**What the exercise asks**
Give back all of the records exactly.

**Records shown**
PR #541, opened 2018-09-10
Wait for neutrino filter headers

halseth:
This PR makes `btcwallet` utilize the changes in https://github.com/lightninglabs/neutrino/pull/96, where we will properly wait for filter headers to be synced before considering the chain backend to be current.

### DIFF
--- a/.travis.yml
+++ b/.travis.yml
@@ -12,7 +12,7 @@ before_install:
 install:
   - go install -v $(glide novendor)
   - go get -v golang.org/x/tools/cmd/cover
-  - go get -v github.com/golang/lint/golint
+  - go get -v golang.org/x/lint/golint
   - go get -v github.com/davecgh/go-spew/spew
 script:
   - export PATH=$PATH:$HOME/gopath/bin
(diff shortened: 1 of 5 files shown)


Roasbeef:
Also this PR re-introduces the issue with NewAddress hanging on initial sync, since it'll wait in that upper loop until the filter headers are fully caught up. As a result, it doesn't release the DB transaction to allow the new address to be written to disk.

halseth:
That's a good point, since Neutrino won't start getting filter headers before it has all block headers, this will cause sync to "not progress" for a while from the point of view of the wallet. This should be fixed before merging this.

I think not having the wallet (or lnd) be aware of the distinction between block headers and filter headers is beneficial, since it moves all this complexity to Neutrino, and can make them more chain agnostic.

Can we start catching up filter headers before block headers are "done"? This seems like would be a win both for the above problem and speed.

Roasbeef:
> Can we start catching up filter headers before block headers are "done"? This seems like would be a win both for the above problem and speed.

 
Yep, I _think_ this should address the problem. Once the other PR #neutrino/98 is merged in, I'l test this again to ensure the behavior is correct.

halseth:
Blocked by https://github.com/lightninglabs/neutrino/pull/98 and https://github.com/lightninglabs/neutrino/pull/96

**Exercise response**
PR #541, opened 2018-09-10
Wait for neutrino filter headers

halseth:
This PR makes `btcwallet` utilize the changes in https://github.com/lightninglabs/neutrino/pull/96, where we will properly wait for filter headers to be synced before considering the chain backend to be current.

### DIFF
--- a/.travis.yml
+++ b/.travis.yml
@@ -12,7 +12,7 @@ before_install:
 install:
   - go install -v $(glide novendor)
   - go get -v golang.org/x/tools/cmd/cover
-  - go get -v github.com/golang/lint/golint
+  - go get -v golang.org/x/lint/golint
   - go get -v github.com/davecgh/go-spew/spew
 script:
   - export PATH=$PATH:$HOME/gopath/bin
(diff shortened: 1 of 5 files shown)


Roasbeef:
Also this PR re-introduces the issue with NewAddress hanging on initial sync, since it'll wait in that upper loop until the filter headers are fully caught up. As a result, it doesn't release the DB transaction to allow the new address to be written to disk.

halseth:
That's a good point, since Neutrino won't start getting filter headers before it has all block headers, this will cause sync to "not progress" for a while from the point of view of the wallet. This should be fixed before merging this.

I think not having the wallet (or lnd) be aware of the distinction between block headers and filter headers is beneficial, since it moves all this complexity to Neutrino, and can make them more chain agnostic.

Can we start catching up filter headers before block headers are "done"? This seems like would be a win both for the above problem and speed.

Roasbeef:
> Can we start catching up filter headers before block headers are "done"? This seems like would be a win both for the above problem and speed.

 
Yep, I _think_ this should address the problem. Once the other PR #neutrino/98 is merged in, I'l test this again to ensure the behavior is correct.

halseth:
Blocked by https://github.com/lightninglabs/neutrino/pull/98 and https://github.com/lightninglabs/neutrino/pull/96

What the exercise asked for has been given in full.